■ **What this task involves**
Could you copy each line of the listing that holds "logging"?

Start of Block

PR #678, opened 2019-09-26
Vault unseal conf

srleyva:
| Q               | A
| --------------- | ---
| Bug fix?        | no
| New feature?    | yes
| API breaks?     | no
| Deprecations?   | no
| Related tickets | Slack

### What's in this PR?

This PR is meant to allow use of vault as a KV store for unseal config. The use case being if another vault wanted to be utilized as a KV Store for the unseal-keys and root token. While there is similar functionality with vault transit unseal, this requires extra configuration on that vault side. This solution purely uses vault as a secure backend KV Store. One strange thing to call out is the introduction of a `VAULT_CREDENTIAL_PATH` to the unseal flow for Vault. This was done to maintain consistency with the other stores, and avoid any potential conflicts with the cluster vault instances themselves.

### Why?

Another feature for a use case where one doesn't have access to KMS with public cloud but maintains an on-prem Vault solution.

### Checklist

### To Do

- [x] - This is still a WIP. Waiting to adjust documentation/cli help until feedback has been given on the proposal.


bonifaido:
Any update on this @srleyva? I think this path is quite good, only the operator unsealConfig part has to be handled as well.

srleyva:
Oh this is correct. Apologies, didn't see your original message. I'll update by EOD. @bonifaido

srleyva:
Actually, I assume because they are implementing the same interface, this should just to be able to be used as another unsealConfig backend because a `KVService` interface is returned and called as such? @bonifaido

srleyva:
This is definitely out of the scope of this PR, but wanted to see if there was an agreement or something I am missing. My personal use case is satisfied with a Kubernetes `hostPath` mount but the `credentialsConfig` supports Kubernetes `secrets`. Would something like AppRole be better as you can restrict by `secret_id_bound_cidrs` and `secret_id_num_uses`? The Operator could generate a `secret_id`, good for one time use, with a special token and then use an `app_role_id` passed in through the `credentialsConfig` to generate a short lived token for unseal. In theory, the unseal token could be very short lived as its only needed for the duration of the unseal and every unseal event could generate a new `secret_id`. This way the token that is passed to the operator (and presumably in kubernetes secrets) can only generate a `secret_id` and this needs 1. to be coupled with the `app_role_id`, 2. to be used from a specific CIDR block. Additionally, this produces a short lived token. Admittedly, this would require some behavior change on the kv vault client creation...just wanted to see if this was a better solution than passing a long lived token into kubernetes secrets.

bonifaido:
If you would use the Vault Client included in Bank-Vaults that would allow you to use Kubernetes SA based authentication (and token renewal)  and also it does the same file reading if the vault-token file is available. Please check: https://github.com/banzaicloud/bank-vaults/blob/master/pkg/sdk/vault/client.go#L118

srleyva:
Ohhh yah! I considered using the SDK vault client but went this route instead. That is definitely a better approach. I'll make the change.

srleyva:
I made the changes to use SDK @bonifaido. The supported flow is what comes out of the box with the SDK. 

Order of priority:
1. Vault Token set directly in Vault config
2. Vault Token file
3. Vault Kubernetes Auth

bonifaido:
@srleyva I have extended the implementation to the operator and added some changes there: https://github.com/banzaicloud/bank-vaults/pull/687

srleyva:
Apologies, I was conflating bank-vault with the kubernetes operator. Those changes are awesome! Thanks for the help on this feature! @bonifaido

PR #679, opened 2019-09-29
Enable possibility for JSON logging

tommy-dk:
| Q               | A
| --------------- | ---
| Bug fix?        | no|yes
| New feature?    | yes
| API breaks?     | no|yes
| Deprecations?   | no|yes
| Related tickets | none

### What's in this PR?
Added the possibility of logging in JSON format in both `vault-secrets-webhook` as well as in `vault-env`. Furthermore I've added a global hook for adding additional field to all log entries. I added `app` as a first field, for easier debugging.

End of Block

■ **Your response**
Enable possibility for JSON logging
Added the possibility of logging in JSON format in both `vault-secrets-webhook` as well as in `vault-env`. Furthermore I've added a global hook for adding additional field to all log entries. I added `app` as a first field, for easier debugging.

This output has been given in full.